Silver Fox, I'd love a description of geology someday - because I don't know much about it. I know it's about rocks. But I'm sure there's a lot more to it than that. If you get a moment....hint hint....:).

Mrs. Comet Hunter said...

Thanks for sharing! I love hearing people break down what they do into terms all of us can understand :)

Like Dijkstra said, "computer science is no more about computers than astronomy is about telescopes."

I like it, especially since I'm in astronomy - even worse is when people ask me about 1) the constellations or 2) Greek mythology associated with those constellations. I know more now because I do a lot of outreach, but we just don't study that stuff ;)

Silver Fox said...

PhizDizz, I'll have to think about this one for a bit, and now that I have some time, I've been thinking about posting something about consulting. And I see your call for posts!

JLK said...

Yay! This parallels so much of what you said in our conversation. You're really, really good at breaking this stuff down into easy-to-understand terms!

I totally want to do your WTF do you do meme, but I really shouldn't do it today (I might do it tonight anyway). If not, you have to remind me when I get back!

Gail said...

I like the go-fish example. I think I might "steal" that for my CS mini-course (taught to grade 8 girls). :D

Nicky said...

I said that Dijkstra quote to somebody outside of CS once (probably when they wanted me to fix their computer - ha!) and they responded with this: "Yeah, but astronomers don't go around calling their field Telescope Science, so you can see people's confusion." Which is an excellent point.

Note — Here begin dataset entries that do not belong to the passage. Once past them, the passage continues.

PR #12475, opened 2023-12-29
store/restore regular loop when toggling rolling loops

### LINKED ISSUE #8947: rolling beatloop shouldn't alter beatloop size in spinbox
Date: 2017-10-06T21:32:50Z
Status: Confirmed
Importance: Low
Launchpad Issue: [lp1721881](https://bugs.launchpad.net/bugs/1721881)

---

This is a bug only if you use beatlooproll like I do:
I have 4 buttons on my controller to activate 4 rolling beatloops (1/4, 1/2, 1, 2 beats) and it's fun to use them as a stutter effect and for 'glitchy transitions'. Another button is mapped to beatloop_activate and uses beatloop_size.

Any rolling loop deletes/overwrites the last enabled loop, places loop markers on the waveform and alters beatloop_size shown by the spinbox.

Point is, I don't want to recall those spontaneous, tiny rolling loops later, more likely they would overwrite an intro loop that I'd like to save.
Would it make sense to ignore *rolling* beatloops that are shorter than -let's say 1 beat or ignore them generally? Manually set and normal loops by any size would still saved, of course.

ronso0:
kind of fixes #8947 
* have a regular loop set (maybe it's also active)
* activate a rolling beatloop
⇒ loop size spinbox is adopting the size of the rolling loop
⇒ rolling loop is shown in the overview & waveform
* deactivate the rolling loop
⇒ if there was a regular loop previously, restore that
⇒ loop size spinbox is updated, previous loop is shown in the overview & waveform


ronso0:
IMO this is a bugfix (well, I wrote the bug report ; ), if someone agrees I can rebase onto 2.4

Holzhaus:
I kind of agree (as rolling loops are used for different use cases as normal loops) and would like to see this in 2.4, but let's see what the others are saying 🙂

The obvious follow-up question then, is what would be a better name for Computer Science? Information Science? Informatics? Complexity? ....

PhizzleDizzle said...

Nicky, that's such a good point! Perhaps the right term would be computational science? I don't know the right answer to that one.

Gail - have fun with the mini-course!

Cath@VWXYNot? said...

Wait, so you can't help me figure out why my scanner dosn't always detect colours?


Nice summary, I understand it a lot better now!

PhizzleDizzle said...

Cath, HA!!! Right now I can't even get my printer to print. I think I accidentally deleted my printer drivers. Oops :).